• [Work order]: Filter these entries so that only lines with the word "probably" remain.

===== Data supplied =====

PR #516, opened 2018-01-12
Support SourceLink in Microsoft PDBs

vancem:
This allows the 'Goto Source' functionality to work on PDBs (Microsoft or Portable) that uses SourceLink to describe how to fetch the source.  This is the mechanism used in .NET Core and thus Goto Source 'Just works' on .NET Core V2.0.3 or later.

### DIFF
--- a/src/Directory.Build.props
+++ b/src/Directory.Build.props
@@ -21,7 +21,7 @@
   </PropertyGroup>
 
   <PropertyGroup>
-    <PerfViewVersion>2.0.1.0</PerfViewVersion>
+    <PerfViewVersion>2.0.2.0</PerfViewVersion>
   </PropertyGroup>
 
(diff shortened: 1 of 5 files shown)


vancem:
Note that this code has a work-around in it that is tracked by #517.

MagicAndre1981:
A bit offtopic, but is SourceLink enabled for Eventsource and TraceEvent NuGet packages?

vancem:
@MagicAndre1981 

In a word.  Yes.   TraceEvent and PerfView have had SourceLink support for a while now.  

The .NET Core libraries are built with SourceLink that points at the GitHub repos for .NET Core and ASP.NET Core.   Thus 'goto source' just works with framework and asp.net.  (Well, that is the way it supposed to work, and does for 2.0, 2.03, and 2.05 version of the framework.

PR #523, opened 2018-01-15
[WIP] read pointer size from pipe file to get x86 working

adamsitnik:
**It's WIP. This requires more testing and approval of the overall idea.**

**Problem:** The pointer size for V1 of EvenPipeEventSource is [hardcoded to 8](https://github.com/Microsoft/perfview/blob/a70c6137ddc2e060204f0ca69f07b03eadb811fc/src/TraceEvent/EventPipe/EventPipeEventSourceV1.cs#L26) hence it does not work for x86.

**Some background:**

CoreCLR writes some important informations to the header of event pipe file ([link](https://github.com/dotnet/coreclr/blob/c1bbdae7964b19b7063074d36e6af960f0cdc3a0/src/vm/eventpipefile.cpp#L49-L58):

```cpp
// Write the header information into the file.

// Write the current date and time.
m_pSerializer->WriteBuffer((BYTE*)&m_fileOpenSystemTime, sizeof(m_fileOpenSystemTime));

// Write FileOpenTimeStamp
m_pSerializer->WriteBuffer((BYTE*)&m_fileOpenTimeStamp, sizeof(m_fileOpenTimeStamp));

// Write ClockFrequency
m_pSerializer->WriteBuffer((BYTE*)&m_timeStampFrequency, sizeof(m_timeStampFrequency));
```

This data is parsed in the ctor of EventPipeEventSourceV1 ([link](https://github.com/Microsoft/perfview/blob/a70c6137ddc2e060204f0ca69f07b03eadb811fc/src/TraceEvent/EventPipe/EventPipeEventSourceV1.cs#L69-#L98)):

```cs
private void ReadEventPipeTimeInfo()
{
	// Read and check the type name
	_deserializer.ReadStringAndVerify("Microsoft.DotNet.Runtime.EventPipeFile");

	// Read tag and check
	_deserializer.ReadByteAndVerify(0x6 /*EndObject tag*/);

	// Read end of event stream marker
	ForwardReference reference = _deserializer.ReadForwardReference();
	_endOfEventStream = _deserializer.ResolveForwardReference(reference, preserveCurrent: true);

	// Read the date and time of trace start.
	var year = _deserializer.ReadInt16();
	var month = _deserializer.ReadInt16();
	var dayOfWeek = _deserializer.ReadInt16();
	var day = _deserializer.ReadInt16();
	var hour = _deserializer.ReadInt16();
	var minute = _deserializer.ReadInt16();
	var second = _deserializer.ReadInt16();
	var milliseconds = _deserializer.ReadInt16();

	_syncTimeUTC = new DateTime(year, month, day, hour, minute, second, milliseconds, DateTimeKind.Utc);

	// Read the start timestamp.
	sessionStartTimeQPC = (long)_deserializer.ReadInt64();
	_syncTimeQPC = sessionStartTimeQPC;

	// Read the clock frequency.
	_QPCFreq = _deserializer.ReadInt64();
}
``` 

**My proposal** (implemented in this PR and in https://github.com/dotnet/coreclr/pull/15871 ): I believe that the header data should be extended with pointer size. One more field, which is parsed by new V2 version of the EventPipeEventSource.

What I don't like about this idea is that I am introducing new version. 

But is it a problem? @vancem @nategraf 

I think that I could also save some more info to avoid similar issues in the future (currently OS version, number of processors and cpu speed are missing ([link](https://github.com/Microsoft/perfview/blob/a70c6137ddc2e060204f0ca69f07b03eadb811fc/src/TraceEvent/EventPipe/EventPipeEventSourceV1.cs#L24-#L27)).

Vance you have mentioned that there are few things that can be improved, so maybe introducing V2 is not such a bad idea (assuming I could also fix some other issues?)


nategraf:
I talked with Vance about this when I added version 2 to the switch case. The guidance was that the V1 suffix was a result of the original development, but not really something we want to continue. Based on that you'd want to put the login into the `EventPipeEventSourceV1` class.

adamsitnik:
@nategraf thanks!

vancem:
Yes as part of the cleanup we should rename this to simply EventPipeEventSource.  The idea is that it is better to simply make the one class 'smart' and understand all versions (because hopefully all new versions should be a extension or modest tweek of the previous one (and thus a well placed if condition should be sufficient).

vancem:
I will take a look at this ;later today and make a concrete suggestion (probably just a pull request).

adamsitnik:
@vancem @nategraf 

I implemented new, more future proof approach and kept backward compat.

So far the events were written to the file right after the initial data (version, time, pointer size etc). The header contained only the info about events stream end position. The reader was reading initial data and events right after it until it was reaching the end.

The problematic scenario: new runtime has one more field in the header, old reader does not expect it, reads the fields it knows about and tries to read new field because it believes it's the begining of the events stream.

What I changed: I added forward reference to the begining of the event stream.

The reader now: reads the fields it's aware of and jumps to the begining of the events stream. If there are any new fields, they are ommited. 

I have bumped the version of the reader (not object) to keep the backward compat.

I also did some refactor and added tests. The key goal for the refactor was to make ctor have no side effects. Factory reads the initial data and creates the event source. Event source has the data ready with deserializer position set to the begining of the events stream.

adamsitnik:
I just discussed the PR with @brianrob 

I know what to change, once I am done I am going to ask Brian for final review.

vancem:
Adam,  

The original EventPipe* code in the TraceEvent library was written by someone who did not understand how to use the FastSerialization code properly.   It does things in a very convoluted way, that you are now extending.   

I realize that it means throwing away some of your work above, I would like to NOT build on this bad foundation but rather FIRST fix up the EventPipe code in the TraceEvent library to follow good patterns and then do the tweeks to make it work for X86 (and as you say, make it more robust to future additions).   

I don't know exactly where you are right now, but you should probably just stop until I can prepare this fixed code.

adamsitnik:
Closing, the code got merged in different PR (https://github.com/vancem/perfview/pull/1)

=====

• [Response below]:
I will take a look at this ;later today and make a concrete suggestion (probably just a pull request).
I don't know exactly where you are right now, but you should probably just stop until I can prepare this fixed code.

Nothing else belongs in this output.